PR #9320, opened 2022-02-02
feat(TX-90): new checkout order breakdown for Avalara phase 2

rquartararo:
[TX-90](https://artsyproduct.atlassian.net/browse/TX-90)

This PR updates a lot of small details regarding the transaction breakdown steps. See the [Figma](https://www.figma.com/file/hDihSIzPU2DYDPye12iF0y/VAT%2FTaxes?node-id=1252%3A1472) to view all changes. 

This is behind the "Avalara Phase 2" lab flag. 

### UC1

**Buy Now**
Screenshot 2022-02-02 at 10 10 31 AM

**Make Offer**
Screenshot 2022-02-02 at 10 13 56 AM

### UC4 

Screenshot 2022-02-02 at 10 35 41 AM

### Order History

Screenshot 2022-02-02 at 10 07 37 AM


src/v2/Apps/Order/Components/ArtworkSummaryItem.tsx
```diff
@@ -41,6 +46,12 @@ const ArtworkSummaryItem: React.FC<ArtworkSummaryItemProps> = ({
     textOverflow: "ellipsis",
   } as any
 
+  const artworkPrice = getOfferItemFromOrder(lineItems)
```
rquartararo, line 49: The "List Price" elsewhere is using the last offer price, so I did the same here, but I'm wondering if this should not be the case. Shouldn't the list price be the first given price regardless of the offer amount changes?

src/v2/Apps/Order/Components/TransactionDetailsSummaryItem.tsx
```diff
@@ -23,10 +24,11 @@ export interface TransactionDetailsSummaryItemProps
   useLastSubmittedOffer?: boolean
   offerContextPrice?: "LIST_PRICE" | "LAST_OFFER"
   showOfferNote?: boolean
-  placeholderOverride?: string | null
+  transactionStep?: string | null
```
rquartararo, line 27: I replaced 'placeholderOverride' with 'transactionStep' so that we can conditionally change the transaction details summary more easily.

rquartararo:
@damassi Do you know if we have tests for `ArtworkSummaryItem.tsx`, and if so, where they would be located?

src/v2/Apps/Order/Components/ArtworkSummaryItem.tsx
```diff
@@ -67,6 +78,15 @@ const ArtworkSummaryItem: React.FC<ArtworkSummaryItemProps> = ({
         <Text variant="sm" color="black60">
           {shippingOrigin}
         </Text>
+        {user && userHasLabFeature(user, "Avalara Phase 2") && (
+          <Text variant="sm">
+            {artworkPrice &&
+              `${priceLabel} ${appendCurrencySymbol(
+                artworkPrice.price,
+                currencyCode
```
starsirius, line 86: #non-blocking. Eventually we want to move the currency formatting logic to Metaphysics, instead of handling it on every client. @ashleyjelks has an [open PR](https://github.com/artsy/metaphysics/pull/3692) which can be a good pattern to follow.

src/v2/Apps/Order/Components/TransactionDetailsSummaryItem.tsx
starsirius: Makes sense to me!

src/v2/Apps/Order/Components/TransactionDetailsSummaryItem.tsx
```diff
@@ -116,54 +131,89 @@ export class TransactionDetailsSummaryItem extends React.Component<
...
+        ? "Waiting for final costs"
+        : "To be confirmed*"
+    }
+
+    if (transactionStep === "payment") {
+      return this.avalaraPhase2enabled ? "Waiting for final costs" : "—"
+    }
+
+    return this.avalaraPhase2enabled ? "Calculated in the next steps" : "—"
+  }
```
starsirius, line 148: #nit-picking. My experience to make removing the feature flag easier in the future is to wrap the condition as outside as possible so we can simply delete a few lines. For example (not tested),
```typescript
amountPlaceholder = () => {
  const { transactionStep } = this.props

  if (this.avalaraPhase2enabled) {
    return ["review", "payment"].includes(transactionStep) ? "Waiting for final costs" : "—"
  }

  return transactionStep === "review" ? "To be confirmed*" : "—"
}
```

starsirius (approved):
Had a few non-blocking comments and looks great! 💯  Given the complexity of the checkout flow, I suggest we do a bit more thorough QA and see if we cover all the steps.

src/v2/Apps/Order/Components/TransactionDetailsSummaryItem.tsx
rquartararo: This is so much cleaner thanks 🙏

src/v2/Apps/Order/Components/ArtworkSummaryItem.tsx
rquartararo: Great, I will take a look!

rquartararo:
> Had a few non-blocking comments and looks great! 💯 Given the complexity of the checkout flow, I suggest we do a bit more thorough QA and see if we cover all the steps.

@starsirius Thank you for such a thorough review!

PR #9327, opened 2022-02-03
feat(auction2): First pass rebuild /auction/id 

damassi:
This is a **first-pass** at rebuilding/refactoring the /auction/id page. Most of this work involved taking apart the old page to the point where I understood it well enough to work on it, and then went through and tried to to simplify the control flow, file count and organization as much as humanly possible while still preserving some of the logic that existed previously. Most of the hard work here was untangling things since it crossed numerous sides of force, from old force apps, to new force apps, to old server-side logic to new. All this said, there's some copy 🍝 in here from old (meaning new v2/Auction) app that could likely be cleaned up further.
+++
- PROBLEM DETAILS
Your answer must be the full set of entries, copied exactly.

- WRITTEN RESPONSE
PR #9320, opened 2022-02-02
feat(TX-90): new checkout order breakdown for Avalara phase 2

rquartararo:
[TX-90](https://artsyproduct.atlassian.net/browse/TX-90)

This PR updates a lot of small details regarding the transaction breakdown steps. See the [Figma](https://www.figma.com/file/hDihSIzPU2DYDPye12iF0y/VAT%2FTaxes?node-id=1252%3A1472) to view all changes. 

This is behind the "Avalara Phase 2" lab flag. 

### UC1

**Buy Now**
Screenshot 2022-02-02 at 10 10 31 AM

**Make Offer**
Screenshot 2022-02-02 at 10 13 56 AM

### UC4 

Screenshot 2022-02-02 at 10 35 41 AM

### Order History

Screenshot 2022-02-02 at 10 07 37 AM


src/v2/Apps/Order/Components/ArtworkSummaryItem.tsx
```diff
@@ -41,6 +46,12 @@ const ArtworkSummaryItem: React.FC<ArtworkSummaryItemProps> = ({
     textOverflow: "ellipsis",
   } as any
 
+  const artworkPrice = getOfferItemFromOrder(lineItems)
```
rquartararo, line 49: The "List Price" elsewhere is using the last offer price, so I did the same here, but I'm wondering if this should not be the case. Shouldn't the list price be the first given price regardless of the offer amount changes?

src/v2/Apps/Order/Components/TransactionDetailsSummaryItem.tsx
```diff
@@ -23,10 +24,11 @@ export interface TransactionDetailsSummaryItemProps
   useLastSubmittedOffer?: boolean
   offerContextPrice?: "LIST_PRICE" | "LAST_OFFER"
   showOfferNote?: boolean
-  placeholderOverride?: string | null
+  transactionStep?: string | null
```
rquartararo, line 27: I replaced 'placeholderOverride' with 'transactionStep' so that we can conditionally change the transaction details summary more easily.

rquartararo:
@damassi Do you know if we have tests for `ArtworkSummaryItem.tsx`, and if so, where they would be located?

src/v2/Apps/Order/Components/ArtworkSummaryItem.tsx
```diff
@@ -67,6 +78,15 @@ const ArtworkSummaryItem: React.FC<ArtworkSummaryItemProps> = ({
         <Text variant="sm" color="black60">
           {shippingOrigin}
         </Text>
+        {user && userHasLabFeature(user, "Avalara Phase 2") && (
+          <Text variant="sm">
+            {artworkPrice &&
+              `${priceLabel} ${appendCurrencySymbol(
+                artworkPrice.price,
+                currencyCode
```
starsirius, line 86: #non-blocking. Eventually we want to move the currency formatting logic to Metaphysics, instead of handling it on every client. @ashleyjelks has an [open PR](https://github.com/artsy/metaphysics/pull/3692) which can be a good pattern to follow.

src/v2/Apps/Order/Components/TransactionDetailsSummaryItem.tsx
starsirius: Makes sense to me!

src/v2/Apps/Order/Components/TransactionDetailsSummaryItem.tsx
```diff
@@ -116,54 +131,89 @@ export class TransactionDetailsSummaryItem extends React.Component<
...
+        ? "Waiting for final costs"
+        : "To be confirmed*"
+    }
+
+    if (transactionStep === "payment") {
+      return this.avalaraPhase2enabled ? "Waiting for final costs" : "—"
+    }
+
+    return this.avalaraPhase2enabled ? "Calculated in the next steps" : "—"
+  }
```
starsirius, line 148: #nit-picking. My experience to make removing the feature flag easier in the future is to wrap the condition as outside as possible so we can simply delete a few lines. For example (not tested),
```typescript
amountPlaceholder = () => {
  const { transactionStep } = this.props

  if (this.avalaraPhase2enabled) {
    return ["review", "payment"].includes(transactionStep) ? "Waiting for final costs" : "—"
  }

  return transactionStep === "review" ? "To be confirmed*" : "—"
}
```

starsirius (approved):
Had a few non-blocking comments and looks great! 💯  Given the complexity of the checkout flow, I suggest we do a bit more thorough QA and see if we cover all the steps.

src/v2/Apps/Order/Components/TransactionDetailsSummaryItem.tsx
rquartararo: This is so much cleaner thanks 🙏

src/v2/Apps/Order/Components/ArtworkSummaryItem.tsx
rquartararo: Great, I will take a look!

rquartararo:
> Had a few non-blocking comments and looks great! 💯 Given the complexity of the checkout flow, I suggest we do a bit more thorough QA and see if we cover all the steps.

@starsirius Thank you for such a thorough review!

PR #9327, opened 2022-02-03
feat(auction2): First pass rebuild /auction/id 

damassi:
This is a **first-pass** at rebuilding/refactoring the /auction/id page. Most of this work involved taking apart the old page to the point where I understood it well enough to work on it, and then went through and tried to to simplify the control flow, file count and organization as much as humanly possible while still preserving some of the logic that existed previously. Most of the hard work here was untangling things since it crossed numerous sides of force, from old force apps, to new force apps, to old server-side logic to new. All this said, there's some copy 🍝 in here from old (meaning new v2/Auction) app that could likely be cleaned up further.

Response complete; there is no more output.